Action item - Reproduce the entries from their first line up to and including the line with "A common mistake". Leave out everything after it.

■ ■ ■ ■

Issue #213, opened 2021-03-26
Protections against high fee values


mDuo13:
A common mistake people make is fat-fingering the `Fee` value of a transaction, or letting a script auto-fill it during a brief moment of very high load. There have been several cases of people burning whole XRP (or even thousands of XRP!) to send payments for fractions of that value.

By default, ripple-lib won't let you sign any payment with a max fee higher than a default limit of 2 XRP. (You can configure it in the [API constructor parameters, `maxFeeXRP`](https://xrpl.org/rippleapi-reference.html#parameters).) Even 2 XRP is a pretty high fee given that most transactions only need about 0.000010 XRP and even a [special case](https://xrpl.org/transaction-cost.html#special-transaction-costs) like an EscrowFinish with a big fulfillment probably doesn't go above 0.001000 XRP.

The only big exception is AccountDelete, which requires a full 5 XRP. But deleting accounts is (and probably should be) a rare, unusual operation so it makes sense to require the user to use a special override to sign a transaction with a `Fee` value that high.

In short, **We should raise an error when constructing or signing a transaction whose fee value is more than 2 whole XRP** unless the user explicitly specifies an option to allow a higher maximum fee.

florent-uzio:
I am working on this one @mvadari and @ledhed2222 fyi

PR #239, opened 2021-04-15
Optional check to verify the Transaction fee is not too high

florent-uzio:

This PR solves: https://github.com/XRPLF/xrpl-py/issues/213
1. The Transaction fee default value is 2 XRP. If the fee is higher, an `XRPLException` is raised.
2. The `Client` (JsonRpcClient) now takes a `ClientParameters` parameter which allows overriding some default values. Today only `max_fee` is in `ClientParameters` to replicate `maxFeeXRP` in [ripple-lib](https://xrpl.org/rippleapi-reference.html#parameters).

### Context of Change

It's a new feature. I took ripple-lib as an example and found it easy and intuitive to implement the `parameters` in the `Client`.

### Type of Change

- [X] Documentation Updates
- [ ] Release

## Test Plan

I added multiple tests in `tests/integration/transactions` to make sure the transaction submission was failing if `fee` is higher than 2 XRP with the default JsonRpcClient. 
Also if `max_fee` is set and higher than 2 XRP, the Transactions should be successful.


mvadari:
Looks like you've got the same merge issue as before

docs/source/xrpl.core.binarycodec.binary_wrappers.rst
```diff
@@ -0,0 +1,29 @@
+xrpl.core.binarycodec.binary\_wrappers package
+==============================================
+
+Submodules
```
mvadari, line 4: All of these docs files should be deleted - they're not needed, poetry just red-adds them every time an `__init__` file is edited

xrpl/transaction/main.py
```diff
@@ -40,24 +41,25 @@ def safe_sign_and_submit_transaction(
...
     else:
-        transaction = safe_sign_transaction(transaction, wallet)
+        transaction = safe_sign_transaction(transaction, wallet, client)
     return submit_transaction(transaction, client)
 
 
 def safe_sign_transaction(
-    transaction: Transaction,
-    wallet: Wallet,
+    transaction: Transaction, wallet: Wallet, client: Client
```
mvadari, line 49: This method should not require a `Client` - the point of this method is that it's not sending any requests to the ledger, it's signing the Transaction object entirely offline. This would also be a breaking change and shouldn't be introduced in a minor release.

xrpl/clients/client.py
```diff
@@ -3,21 +3,24 @@
...
+from xrpl.models.parameters import ClientParameters
 from xrpl.models.requests.request import Request
 from xrpl.models.response import Response
 
 
 class Client(ABC):
     """Interface for all network clients to follow."""
 
-    def __init__(self: Client, url: str) -> None:
+    def __init__(self: Client, url: str, client_parameters: ClientParameters) -> None:
```
mvadari, line 14: This is much more of a JS paradigm than a Python paradigm - for Python you should just have an additional optional param. 
This would also be considered a breaking change and shouldn't be introduced at this time, but if you switch to an optional param then it wouldn't be a breaking change.

xrpl/clients/client.py
```diff
@@ -3,21 +3,24 @@
...
         """
         Constructs a Client.
 
         Arguments:
             url: The URL of the rippled node to submit requests to.
+            client_parameters: The parameters to update some default values
         """
```
mvadari, line 21:
```suggestion
    def __init__(self: Client, url: str, max_fee: str = "2000000") -> None:
        """
        Constructs a Client.

        Arguments:
            url: The URL of the rippled node to submit requests to.
            max_fee: The default maximum fee that should be allowed by the client.
        """
```

xrpl/clients/client.py
mvadari: I'm also not convinced that this should be something in the client - I feel like this should be a constant that exists in `xrpl.transaction` with an optional (defaulted to True) check that determines if the fee is too high.

mvadari (changes requested):

docs/source/xrpl.core.binarycodec.binary_wrappers.rst
florent-uzio: I see thank you, I deleted them

xrpl/clients/client.py
florent-uzio: Thanks for your useful suggestion. I removed `client_parameters` from the Client and implemented that fee check, in `xrpl.transaction`. The check is an optional field (default to True).
I feel it's much cleaner and easier to read now, let me know what you think @mvadari

xrpl/transaction/main.py
florent-uzio: Understood thank you, I removed the client.

florent-uzio:
The Client doesn't include the ability to define `max_fee` anymore. Instead, the fee check is happening in `xrpl.transactions.main.py`.
There is an optional boolean (default to True), which allows this check to happen or not during the transaction signing.

tests/integration/transactions/test_account_delete.py
```diff
@@ -25,7 +26,7 @@ def test_all_fields(self):
             destination=DESTINATION.classic_address,
             destination_tag=DESTINATION_TAG,
         )
-        response = submit_transaction(account_delete, WALLET)
+        response = submit_transaction(account_delete, WALLET, JSON_RPC_CLIENT, False)
```
mvadari, line 29: The client doesn't need to be passed in here
```suggestion
        response = submit_transaction(account_delete, WALLET, check_fee=False)
```

tests/integration/transactions/test_account_delete.py
```diff
@@ -38,3 +39,17 @@ def test_all_fields(self):
...
+            # GIVEN a new AccountDelete transaction
+            account_delete = AccountDelete(
+                account=ACCOUNT,
+                # WITH fee higher than 2 XRP
+                fee=FEE,
+                sequence=WALLET.sequence,
+                destination=DESTINATION.classic_address,
+                destination_tag=DESTINATION_TAG,
+            )
+            submit_transaction(account_delete, WALLET)
```
mvadari, line 55: This test should be in `tests/integration/sugar/test_transaction`, because it's testing transaction sugar

tests/integration/transactions/test_account_set.py
```diff
@@ -43,3 +45,21 @@ def test_all_fields_minus_set_flag(self):
...
+            email_hash=EMAIL_HASH,
+            message_key=MESSAGE_KEY,
+            transfer_rate=TRANSFER_RATE,
+            tick_size=TICK_SIZE,
+            # WITH fee higher than 2 XRP
+            fee=FEE,
+        )
+        # We expect an XRPLException to be raised
+        with self.assertRaises(XRPLException):
+            submit_transaction(account_set, WALLET)
```
mvadari, line 65: same here

tests/integration/transactions/test_check_cancel.py
```diff
@@ -28,3 +30,16 @@ def test_all_fields(self):
...
+        check_cancel = CheckCancel(
+            account=ACCOUNT,
+            sequence=WALLET.sequence,
+            check_id=CHECK_ID,
+            # WITH fee higher than 2 XRP
+            fee=FEE,
+        )
+        # We expect an XRPLException to be raised
+        with self.assertRaises(XRPLException):
+            submit_transaction(check_cancel, WALLET)
```
mvadari, line 45: There doesn't need to be a test for every single transaction type - one test should be enough

xrpl/transaction/main.py
```diff
@@ -33,31 +39,36 @@ def safe_sign_and_submit_transaction(
         wallet: the wallet with which to sign the transaction.
         client: the network client with which to submit the transaction.
         autofill: whether to autofill the relevant fields. Defaults to True.
+        check_fee: whether to check the fee is higher than 2 XRP. Defaults to True.
```
mvadari, line 42:
```suggestion
        check_fee: whether to check if the fee is higher than 2 XRP. Defaults to True.
```

xrpl/transaction/main.py
```diff
@@ -198,3 +212,16 @@ def transaction_json_to_binary_codec_form(dictionary: Dict[str, Any]) -> Dict[st
...
+def _check_fee(transaction: Transaction) -> None:
+    """Checks the Transaction fee"""
+    # Checks that no Transaction can have fee higher than 2 XRP
+    if transaction.fee is not None and int(transaction.fee) > int(_MAX_FEE):
+        raise XRPLException(
+            "Fee value: "
+            + str(drops_to_xrp(transaction.fee))
+            + " XRP exceeds the default "
+            + str(drops_to_xrp(_MAX_FEE))
+            + " XRP limit."
```
mvadari, line 226:
```suggestion
            + " maximum XRP fee limit."
```

mvadari (changes requested):

tests/integration/transactions/test_account_delete.py
florent-uzio: Thanks, I updated that

tests/integration/transactions/test_account_delete.py
florent-uzio: I moved it.

tests/integration/transactions/test_check_cancel.py
florent-uzio: I removed all of them except two: AccountDelete and AccountSet

xrpl/transaction/main.py
florent-uzio: Updated

xrpl/transaction/main.py
florent-uzio: Thanks, it's updated

florent-uzio:
Hi @mvadari , I made the changes requested. Let me know if you have more comments. Thanks

N3TC4T:
Hey @florent-uzio, thanks for the pull request. there is some things I need to mention.

as I see the `_MAX_FEE` is hard coded, the base network fee can be changed in future [Tweet Link](https://twitter.com/joelkatz/status/1380974867965648897?s=21) so maybe in future this value would consider as too low or too hight, and also the transaction fee can be higher in different transaction types in different situations, so I think applying this should not fail for example the  `AccountDelete` transaction with fixed `5` XRP fee.

I think better approach would be to fetch the base network fee and calculate the fee, base on the network fee and also transaction conditions and if calculated fee + ROUNUP is higher than current fee then raise exception.

This is a sample code in js:

```
// NOTE: this value is better to be fetched from network
// default to 12 drops
const netFee = 12

// 10 drops × (33 + (Fulfillment size in bytes ÷ 16))
if (this.Type === 'EscrowFinish' && this.Fulfillment) {
    baseFee = new BigNumber(netFee).multipliedBy(
        new BigNumber(Buffer.from(this.Fulfillment).length).dividedBy(16).plus(33),
    );
}

// AccountDelete tx have fixed 5 XRP fee
if (this.Type === 'AccountDelete') {
    baseFee = new BigNumber(5).multipliedBy(1000000);
}

// 10 drops × (1 + Number of Signatures Provided)
if (this.Signers.length > 0) {
    baseFee = new BigNumber(this.Signers.length).plus(1).multipliedBy(netFee).plus(baseFee);
}

if (!baseFee) {
    baseFee = new BigNumber(netFee);
}

return baseFee.toFixed(0, BigNumber.ROUND_UP);
```

N3TC4T:
I also need to mention this in most case's the `2` XRP fee is higher than enough and also good to prevent users to spend too much fee when network is busy . so probably a simple check for `AccountDelete` transaction and using `5000000` drop instead of `_MAX_FEE` would be still a good solution.

xrpl/transaction/main.py
```diff
@@ -198,3 +230,67 @@ def transaction_json_to_binary_codec_form(dictionary: Dict[str, Any]) -> Dict[st
...
+    else:
+        net_fee = int(get_fee(client))  # Usually 0.00001 XRP (10 drops)
+
+    base_fee = net_fee
+
+    # EscrowFinish Transaction with Fulfillment
+    # https://xrpl.org/escrowfinish.html#escrowfinish-fields
+    if transaction.transaction_type == TransactionType.ESCROW_FINISH:
+        escrow_finish = cast(EscrowFinish, transaction)
+        if escrow_finish.fulfillment:
```
mvadari, line 281:
```suggestion
        if escrow_finish.fulfillment is not None:
```

xrpl/transaction/main.py
```diff
@@ -198,3 +230,67 @@ def transaction_json_to_binary_codec_form(dictionary: Dict[str, Any]) -> Dict[st
...
+            fulfillment_bytes = escrow_finish.fulfillment.encode("ascii")
+            # 10 drops × (33 + (Fulfillment size in bytes / 16))
+            base_fee = math.ceil(net_fee * (33 + (len(fulfillment_bytes) / 16)))
+
+    # AccountDelete Transaction
+    if transaction.transaction_type == TransactionType.ACCOUNT_DELETE:
+        base_fee = 5000000
```
mvadari, line 288: This should be a named constant instead of a buried magic number

CHANGELOG.md
```diff
@@ -11,6 +11,8 @@ and this project adheres to [Semantic Versioning](https://semver.org/spec/v2.0.0
 - Instance method in `Transaction` objects to calculate their hashes locally
 - Option for `Transaction.flags` to be a `List` of `int`s instead of just an `int`
 - Optional parameters for `get_transaction_from_hash`: `binary`, `min_ledger` and `max_ledger`
+- Optional parameter to check if the `Transaction` fee is not too high before signing it
+- Internal function to calculate the expected fee based on the `Transaction` type
```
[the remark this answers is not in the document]
florent-uzio: Understood, I removed it

tests/integration/it_utils.py
```diff
@@ -15,9 +15,16 @@
...
+    wallet: Wallet,
+    client: Client = JSON_RPC_CLIENT,
+    check_fee: bool = True,
 ) -> Response:
     """Signs and submits a transaction to the XRPL."""
+    if check_fee is False:
+        return safe_sign_and_submit_transaction(
+            transaction, wallet, client, True, check_fee
+        )
     return safe_sign_and_submit_transaction(transaction, wallet, client)
```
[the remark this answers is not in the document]
florent-uzio: Yes, I updated it, thanks

tests/integration/sugar/test_transaction.py
```diff
@@ -177,3 +190,104 @@ def test_get_transaction_from_hash_with_min_max_ledgers(self):
...
+            fee=FEE,
+            sequence=WALLET.sequence,
+            destination=DESTINATION,
+            destination_tag=DESTINATION_TAG,
+        )
+        # We expect the calculated fee to be 5000000 drops (5 XRP)
+        self.assertEqual(
+            _calculate_fee_per_transaction_type(account_delete, JSON_RPC_CLIENT),
+            "5000000",
+        )
```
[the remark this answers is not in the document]
florent-uzio: Ok I see, I will keep that in mind for the future.

tests/integration/transactions/test_trust_set.py
```diff
@@ -14,7 +14,7 @@ def test_basic_functionality(self):
             TrustSet(
                 account=WALLET.classic_address,
                 sequence=WALLET.sequence,
-                flags=TrustSetFlag.TF_SET_NO_RIPPLE,
+                flags=TrustSetFlag.TF_SET_NO_RIPPLE.value,
```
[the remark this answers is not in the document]
florent-uzio: Ok I removed it

xrpl/transaction/main.py
```diff
@@ -198,3 +230,67 @@ def transaction_json_to_binary_codec_form(dictionary: Dict[str, Any]) -> Dict[st
...
+
+    Args:
+        transaction: the Transaction to be submitted.
+        client: the network client with which to submit the transaction.
+
+    Returns:
+        The expected Transaction fee in drops
+    """
+    # Reference Transaction (Most transactions)
+    if not client:
```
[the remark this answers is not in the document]
florent-uzio: Thanks, I updated it

xrpl/transaction/main.py
florent-uzio: I created a constant for it

florent-uzio:
Hi @mvadari, I made the changes. As usual, let me know if you have more comments.
I am also using public methods in the tests instead of private methods.
Thanks

mvadari (approved):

■ ■ ■ ■

Task response -
Issue #213, opened 2021-03-26
Protections against high fee values


mDuo13:
A common mistake people make is fat-fingering the `Fee` value of a transaction, or letting a script auto-fill it during a brief moment of very high load. There have been several cases of people burning whole XRP (or even thousands of XRP!) to send payments for fractions of that value.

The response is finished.